A few days ago I visited a village on a rubber plantation. It was rather pretty but there was no escaping the reality that the villagers were desperately poor.
The workers' union recently agreed a minimum wage deal with the plantation owners' association after a 40-year struggle.
Rubber tappers can now expect a guaranteed $90 (£55) a month - still a poverty wage, even by local standards.
But rubber is Malaysia's past not its future.
The economy was built on rubber and tin, but as the country has developed at full throttle over the last 25 years these industries have become marginal.
Now the buzz word is the K economy - the K stands for Knowledge - and its greatest proponent is the Malaysian Prime Minister Dr Mahathir Mohamad.
If Dr Mahathir were a teenager rather than a 77-year old elder statesman, he would probably be an avid fan of those young mens' magazines filled with pictures of gadgets.
Dr M loves high tech. And it shows. Kuala Lumpur has the world's tallest buildings and the longest automated train service in the world.
Above all it has the multimedia super corridor - a 50 kilometre by 15 kilometre zone stretching south of the capital which promises to provide everything a high tech company could need.
At its centre is the city of Cyberjaya - the country's would-be hi tech hub.
When it was launched in the late 1990s even Bill Gates put his name to it.
In many ways Malaysia is an attractive prospect; the infrastructure is good, it strives to be business friendly and English is being put back at the centre of education.
But Cyberjaya is very quiet and it's not just because of the hi-tech downturn.
People are starting to ask whether Malaysia is really prepared to pay the price for a knowledge economy.
The most successful K economies are those where knowledge flows most freely, but Malaysia is not strong on freedom of expression.
The press here is tightly controlled, political opposition is not encouraged and the level of debate on public policy is very low.
Ask a student for their opinion on any important contemporary issue and many will have nothing to say.
Earlier this year the world's biggest pension fund, the California Public Employees Retirement System, reviewed its decision to pull its investments out of Malaysia.
It opted to stay out, saying the lack of press and political freedoms undermined Malaysia's long term prospects.
The IT lecturer who took me to meet the rubber tappers summed it up: "They don't teach people to think for themselves," he said.

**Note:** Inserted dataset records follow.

PR #1102, opened 2021-02-02
Switch to using abstract Job class.

weerd:
### What's this PR do?

This pull request imports the Rogue version of the `App/Jobs/Job` abstract class and then subsequently updates all the Job classes to extend this abstract class.

👀 

In my initial [description](https://github.com/DoSomething/northstar/pull/1099#issue-565478340) for #1099, I thought it'd be best to not use the abstract class and define the traits used in each Job class. However, after further deliberation with @DFurnes, we decided it would be best to use it and also extend the prior Northstar classes with it.

It helps clean up each Job class and allows adding comments in the abstract class.

### Relevant tickets

### Checklist

### DIFF
--- a/app/Jobs/SendUserToCustomerIo.php
+++ b/app/Jobs/SendUserToCustomerIo.php
@@ -2,19 +2,13 @@
 
 namespace App\Jobs;
 
+use App\Jobs\Job;
 use App\Models\User;
 use App\Services\CustomerIo;
-use Illuminate\Bus\Queueable;
-use Illuminate\Contracts\Queue\ShouldQueue;
-use Illuminate\Foundation\Bus\Dispatchable;
-use Illuminate\Queue\InteractsWithQueue;
-use Illuminate\Queue\SerializesModels;
 use Illuminate\Support\Facades\Redis;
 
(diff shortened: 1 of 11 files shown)


app/Jobs/SendUserToCustomerIo.php
```diff
@@ -2,19 +2,13 @@
 
 namespace App\Jobs;
 
+use App\Jobs\Job;
```
DFurnes, line 5: We can omit these `use App\Jobs\Job` imports if we want since we're inside the `App\Jobs` namespace here - it'll automatically pull the correct `Job` based on that!

DFurnes (approved):
Looks great!

app/Jobs/SendUserToCustomerIo.php
weerd: Oh ya, I was debating that and figured that if they weren't need needed `composer format` would remove them, but it didn't so thought it might be useful to leave them since it might be nice to know exactly where it lives by looking at the imports 🤷  I can remove if this feels useless though! haha 😅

And it shows. An all too common answer when you go to a business here with a problem is "Cannot-lah".
Too many employees would rather do nothing than risk doing the wrong thing.
The man who is due to take over as Malaysia's next Prime Minister, Abdullah Badawi, summed up the problem when he complained of that the country had a first world infrastructure but a third world mentality.
If Malaysia is serious about creating a knowledge economy it will have to change that mentality - but that will mean accepting that the 'no thinking beyond this point' approach will have to change.
And that will require a leap of faith on the part of the government.